Zoek informatie over multiculturaliteit & Intercultureel onderwijs (module Jose Fernandes)..
Kies 2 onderwerpen en verricht hier onderzoek naar:
Nationalisme
Etniciteit
Etnografie
Discriminatie
Integratie
Acculturatie
Assimilatie
Segregatie
Multiculturaliteit
Intercultureel onderwijs
[OPMERKING: Je mag een eigen onderwerp kiezen. Overleg met de docent]

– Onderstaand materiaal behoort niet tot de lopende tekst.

PR #614, opened 2026-07-31
feat(hipsr): add compute and compute_yield ops

zpye:
## Summary

Adds `hipsr.compute` and `hipsr.compute_yield`. `hipsr.compute` is a DPS op whose isolated single-block region groups the operations that implement one high-level computation, so an ONNX op needing several tensor or shape operations stays a single hipsr op.

Ops only: nothing emits one yet, so no existing behavior changes.

## Related issue or design

None.

## Why

`hipsr.placeholder` accepts only block arguments and constant or placeholder results as inputs. Without a grouping op, a multi-operation lowering leaves intermediates in the enclosing block, and the placeholder of a later op would have to take one as an input, which its verifier rejects.

The body is `IsolatedFromAbove`, so the context, inputs, and inits enter it as entry-block arguments in that order.

There is no hand-written verifier. `SizedRegion<1>`, `SingleBlock`, `SingleBlockImplicitTerminator`, `RegionBranchOpInterface`, `DestinationStyleOpInterface`, and `IsolatedFromAbove` already produce every check, and the tests assert the message each one emits.

## What

- `hipsr.compute`: `!hipsr.context` first, then variadic `ins` and `outs` inits, variadic tensor results, one `$body` region.
- Inits are `Hipsr_TensorOrDeviceMemRef`, so the op survives bufferization to device memrefs. Memref inits mean zero tensor results, which the optional result-type group allows.
- Inputs are `Variadic<AnyType>`, so the body can also take values like an `index` extent.
- `hipsr.compute_yield` mirrors `hipsr.pool_domain_yield`.
- No shape region: output shapes stay the `hipsr.placeholder` job, and `-hipsr-populate-shape-region` skips this op.

## Test plan

New `test/lit/Dialect/Hipsr/compute.mlir`: three positive cases (tensor init, multiple inits with a non-tensor input, device-memref inits with no results) and ten negative cases, one per verification mechanism. Expected diagnostics were copied from real `hip-mlir-opt` output.

```
ctest -R MorphizenMLIRLitTests
366 tests: 361 passed, 3 unsupported, 2 failed
```

Both failures are pre-existing on `main` and unrelated: `test_gather_block_quantized.mlir` (`--convert-onnx-to-hip`) and `test_compress_model.mlir` (`--hipdnn-pipeline`). `pre-commit run --all-files` passes.

## Notes for reviewers

- No bufferization model, so a `hipsr.compute` reaching one-shot bufferize would fail. Unreachable today because `-hipsr-bufferize` does not exist.
- No custom builder. TableGen's `(resultTypes, ctx, inputs, inits)` builder leaves the body blockless, so the first conversion pattern must create the entry block itself; `@empty_body` and `@missing_context_argument` pin the diagnostics it sees otherwise.
- Nothing computes output shapes for compute-backed ONNX ops yet. A follow-up must decide where reshape-like shape math lives.

## Checklist

- [x] User-facing or design documentation was updated when needed: no in-repo doc covers hipsr, so the ODS `description` blocks carry the contract.

AI assistance: drafted with Cursor. Diagnostics were captured from real tool output and the test numbers come from local build and CTest runs. The commit carries `Made-with` and `Co-authored-by` trailers.


zpye:
Superseded by #615, which carries the same commit from a branch in this repository so that CI runs with full repository access. Closing this one.

PR #615, opened 2026-07-31
feat(hipsr): add hipsr.compute and hipsr.compute_yield ops

zpye:
## Summary

Adds `hipsr.compute` and `hipsr.compute_yield`. `hipsr.compute` is a DPS op whose isolated single-block region groups the operations that implement one high-level computation, so an ONNX op needing several tensor or shape operations stays a single hipsr op.

Operands follow the rest of the dialect: inputs and inits take `Hipsr_TensorOrDeviceMemRef`, matching `matmul`, `add`, `expand` and `cast`, and `hipsr.compute_yield` takes ranked tensors to match the op's results.

Verification comes entirely from traits and interfaces, so there is no hand-written verifier. `DestinationStyleOpInterface` ties each tensor init to the result in the same position, `RegionBranchOpInterface` checks both control-flow edges, `IsolatedFromAbove` rejects boundary crossings, and `SingleBlockImplicitTerminator` pins the single block and its terminator.

Ops only: nothing emits one yet, so no existing behavior changes.


wcy123 (dismissed):
LGTM

Minor observation: `inputs` defined as `Variadic<AnyType>` is overly permissive - should be `Variadic<Hipsr_TensorOrDeviceMemRef>` to match the design. The test case `@multi_result` passes an `index` input which would then be invalid and should be fixed.

wcy123 (approved):
LGTM

PR #619, opened 2026-07-31
fix(runtime): defer MIOpen handle fetch for vendor-BLAS-disabled elem…

amd-mah:
## Summary

Defer the MIOpen handle fetch in `wrap_miopenOpTensor` until after the integer
and float/half fast paths, so element-wise ADD/MUL/MIN/MAX run on builds that
disable the vendor backends (`HIPDNN_EP_DISABLE_VENDOR_BLAS`, e.g. the
functional-model build).

## Why

`wrap_miopenOpTensor` fetched the MIOpen handle at the top of the function and
returned `-1` when it was null. Builds that disable the vendor backends leave
the handle null by design and expect ADD/MUL/MIN/MAX to be served entirely by
the custom kernels. The early null check aborted those ops even though they
never touch MIOpen, so element-wise subgraphs failed on the functional-model
build.

## What

- Remove the handle fetch / null check from the top of `wrap_miopenOpTensor`.
- Re-fetch the handle (with the same null check) only just before the MIOpen
  fallback that actually uses it, after the integer and float/half fast paths
  have had their chance to return.

## Test plan

- `pre-commit run --files lib/Runtime/real/elementwise.cpp` — all hooks pass
  (clang-format, license header, whitespace/EOL checks).
- <ADD: build + numeric/e2e result for a vendor-BLAS-disabled build exercising
  ADD/MUL/MIN/MAX, per CONTRIBUTING's "prove GPU execution" guidance.>

## Notes for reviewers

Only the vendor-BLAS-disabled path changes; when the handle is non-null the
MIOpen fallback behaves exactly as before.

## Checklist


lib/Runtime/real/elementwise.cpp
```diff
@@ -655,6 +648,19 @@ int wrap_miopenOpTensor(RuntimeState *state, int op_state_slot, void *lhs,
 
   float alpha1 = 1.0f, alpha2 = 1.0f, beta = 0.0f;
 
+  // The handle is fetched here — after the integer and float/half fast paths
+  // above have had their chance to return — because only the MIOpen fallback
+  // below actually needs it. Builds that disable the vendor backends
+  // (HIPDNN_EP_DISABLE_VENDOR_BLAS) leave the handle null by design and expect
+  // ADD/MUL/MIN/MAX to be served entirely by the custom kernels; checking the
+  // handle earlier would abort those ops even though they never touch MIOpen.
+  miopenHandle_t handle =
```
fhanuman, line 657: Thanks for making this change. Does it make sense to add a test to lock-down this code path?

PR #621, opened 2026-07-31
Fix GQA default scale for packed QKV

Vandana9628:
### Summary

When the scale attribute is omitted, the converter recovers head_size from the
query tensor's last dimension. It divided by num_heads, which is only correct
for separate Q/K/V. For packed QKV the last dim is (num_heads + 2*kv_num_heads)
* head_size, so dividing by num_heads gives a head_size that is too large and
bakes a wrong 1/sqrt(head_size) into the op.

Example (num_heads=40, kv_num_heads=10, head_dim=128): packed last dim is 7680,
7680/40 = 192 instead of 128, so the scale becomes 1/sqrt(192) instead of
1/sqrt(128). Every attention score is mis scaled and packed prefill diverges
from ORT CPU, compounding across layers into a large whole model error.

Fix: divide by num_heads + 2*kv_num_heads for packed QKV and num_heads for
separate Q/K/V, so the recovered head_size is correct for both layouts. Models
that set an explicit scale are unaffected.

### Testing
Existing GQA testing is run to verify accuracy of the op.


lib/Conversion/OnnxToHip/GqaConversion.cpp
```diff
@@ -134,18 +134,32 @@ mlir::LogicalResult GroupQueryAttentionToHip::matchAndRewrite(
...
+  bool packedQkv = (key == nullptr && value == nullptr);
+  int64_t headDivisor = packedQkv ? (numHeads + 2 * kvNumHeads) : numHeads;
   float defaultScale = 0.0f;
   if (queryType.hasRank() && queryType.getRank() >= 3) {
-    int64_t hiddenSize = queryType.getDimSize(2); // num_heads * head_size
-    if (hiddenSize != mlir::ShapedType::kDynamic && numHeads > 0) {
-      int64_t headSize = hiddenSize / numHeads;
+    int64_t hiddenSize = queryType.getDimSize(2);
+    if (hiddenSize != mlir::ShapedType::kDynamic && headDivisor > 0) {
+      int64_t headSize = hiddenSize / headDivisor;
```
fhanuman, line 162: Could we add a test to lock down this change?

fhanuman (dismissed):

lib/Conversion/OnnxToHip/GqaConversion.cpp
Vandana9628: @fhanuman added the LIT test to test the default scale case.

fhanuman (dismissed):
Thanks for fixing this.

fhanuman (approved):

PR #598, opened 2026-07-30
testing oss20b perf

BoarQing:
as tittled

PR #622, opened 2026-08-01
perf(gqa): support sliding windows in the fused flash prefill kernel (-65.7% TTFT cumulative)

BoarQing:
## Summary

Teaches the fused flash prefill kernel about sliding windows, which puts the
last of gpt-oss-20b's attention layers on the fused path.

**Includes [#598](https://github.com/ROCm/hip-ep/pull/598)** (attention sinks).
This PR targets `main`, so the diff is #598's four commits plus three window
commits on top; the window commits are the last three and are self-contained.
The window is not observable end-to-end without #598, because the sink gate
otherwise rejects all 24 gpt-oss layers. Merging #598 first will shrink this
diff to the window commits alone.

TTFT at seqlen 16384, interleaved: **29,483 ms base -> 10,113 ms, -65.7%**.
#598 gets the first 8,434 ms; this PR adds the other 10,936 ms.

After this, a 2048-token prefill logs **96 of 96** GQA calls (4 chunks x 24
layers) as fused prefill and none as decomposed.

## Related issue or design

None. Third in a series on the gpt-oss-20b prefill bottleneck, after the
no-expand default ([#597](https://github.com/ROCm/hip-ep/pull/597), independent
and performance-neutral) and sinks ([#598](https://github.com/ROCm/hip-ep/pull/598),
which this one requires).

## Why

gpt-oss alternates full-attention and sliding-window layers, 12 of each. The
window was only ever applied as extra masking on the decomposed path, so a
windowed layer cost the same as a full one ΓÇö in fact marginally more, because
the mask kernel writes more `-inf`. A window is an opportunity to do less work,
and none of it was being taken.

The saving is not in the mask, it is in the loop bound. Applying the window
in v5 has two parts:

- The per-row mask gains the lower bound `causal_mask_kernel_impl` already
  defines, `k < past_len + q - window + 1`.
- The KV loop starts at the first tile any row of the Q tile can reach instead
  of at tile 0. Every row in a Q tile has a lower bound at least as high as the
  first row's, so that start covers the tile and the per-row mask trims the
  remainder.

The second part is what makes a window cheaper rather than merely masked: the
number of tiles a block walks stops growing with `skv` once the window is
filled. In the standalone harness at gpt-oss geometry, `window=128` costs
0.157 ms at `past_len` 512 and 0.134 ms at `past_len` 8192 ΓÇö flat in KV depth ΓÇö
against 6.27 ms for the same shape unwindowed.

### A NaN the window introduces

Skipping tiles creates a case causal-only attention never produces: a row can
have every key in a tile masked while it has still seen nothing, leaving both
`m_old` and `m_new` at `-inf`, and `exp2f(-inf - -inf)` is NaN, which then
propagates through the correction factor into the accumulator.

This was not hypothetical ΓÇö it reproduced immediately as NaN output on the
`window=128` cases. It is worth noting that it does **not** reproduce at
`window=1` or at a window wider than the sequence, both of which passed while
the bug was live. Those two cases alone would have signed off a broken kernel,
which is why the harness covers the mid-range and chunked cases too.

The guard contributes nothing for such a row and leaves its running state
untouched.

## What

- `gqa_kernel.hip`: window lower bound in the per-row mask; KV loop start-tile
  clamp; the all-masked-tile guard above; `local_window_size` threaded through
  `dispatchPrefillV5`, the tuner and `prefillV5Run`; `v3` now accepts a window
  at `d == 64` and still declines elsewhere.
- The window is added to the autotune key. Unlike `skv` (removed from the key in
  #598 because it only scales the KV loop uniformly), the window caps how many
  tiles a block walks, which is a different work profile and can genuinely
  change which candidate wins.
- `gqa.cpp`: the prefill call site was passing a hardcoded `-1`; it now passes
  the real window, and the blanket `local_window_size <= 0` rejection becomes a
  `window_ok` term admitting `d == 64` prefill.

## Performance

| Metric | base | +sinks (#598) | +windows (this PR) |
|---|---:|---:|---:|
| TTFT, gpt-oss-20b, seqlen 16384 | 29,483 ms | 21,049 ms | **10,113 ms** |
| run-to-run spread (sd, n=3) | 32 ms | 100 ms | 105 ms |
| vs base | ΓÇö | -28.6% | **-65.7%** |
| v5 kernel, window=128, past_len 512 | ΓÇö | ΓÇö | 0.157 ms |
| v5 kernel, window=128, past_len 8192 | ΓÇö | ΓÇö | 0.134 ms |

Hardware and method: gfx1151, `model_benchmark -l 16384 --use_random_tokens
-g 1 -r 2 -w 1 -b 1 -ml 0`, `HIPDNN_EP_AUTOTUNE=1`, no `HIPDNN_EP_PERF` or
`HIPDNN_EP_DEBUG`. Three rounds, **interleaved**: prebuilt DLL sets per arm are
swapped in and alternated so machine drift hits every arm equally. All three
arms were rebuilt from the same `main` (`f5ac3547`).

Interleaving is not optional on this box: absolute TTFT drifts about 10% over a
session. The sink arm measured -28.6% both in this session (21,049 against
29,483) and in an earlier one (23,108 against 32,346), i.e. the ratio reproduces
even though the absolutes moved by 3 s.

## Test plan

- Standalone prefill harness against a CPU fp32 reference, **23 cases, all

Maak gebruik van het stappenplan: de vijf stappen. De stappen moeten duidelijk in je verslag verwerkt zijn.

Verslag.

Onderwerp 1: Discriminatie.
A. Probleemstelling.

Bij mijn eerste onderwerp heb ik gekozen voor discriminatie. Ik weet al een beetje over deze onderwerp dus het zal geen probleem voor me zijn om een verslag hierover te maken. Ik heb eerst enkele vragen bedacht om meer over te gaan zoeken, n.l.:

* Wat betekent discriminatie?
* Welke vormen van discriminatie komen het meest voor?
* Discriminatie in Nederland.
* Wat zijn vooroordelen?
* Vooroordelen en discriminatie Een plan om discriminatie tegen te gaan op school.


B. Zoekplan.

Bij deze onderwerp ben ik van plan om een bron te gebruiken, namelijk Internet. Ik weet dat ik heel veel informatie hierover kan krijgen op het Internet, doordat dit een bekende onderwerp is.

C. Plaats en toegang.


Ik was eerst begonnen met mijn “search enigine” (www.Google.nl) te gebruiken. Ik heb het woord Discriminatie ingetypt en ik had gekozen om alleen pagina’s te krijgen die in het Nederlands zijn te krijgen. Zo had ik verschillende bronnen gekregen, zoals;

* http://discriminatie.nl/
(Welke vormen van discriminatie komen het meest voor?)

* http://www.meldpunt.nl/
(Discriminatie in Nederland.)

* http://nl.wikipedia.org/wiki/Hoofdpagina
(Wat betekent discriminatie?)

* http://www.leren.nl/rubriek/samenleving/multiculturele_samenleving/
(Wat zijn vooroordelen?)
(Vooroordelen en discriminatie)
(Een plan om discriminatie tegen te gaan op school.)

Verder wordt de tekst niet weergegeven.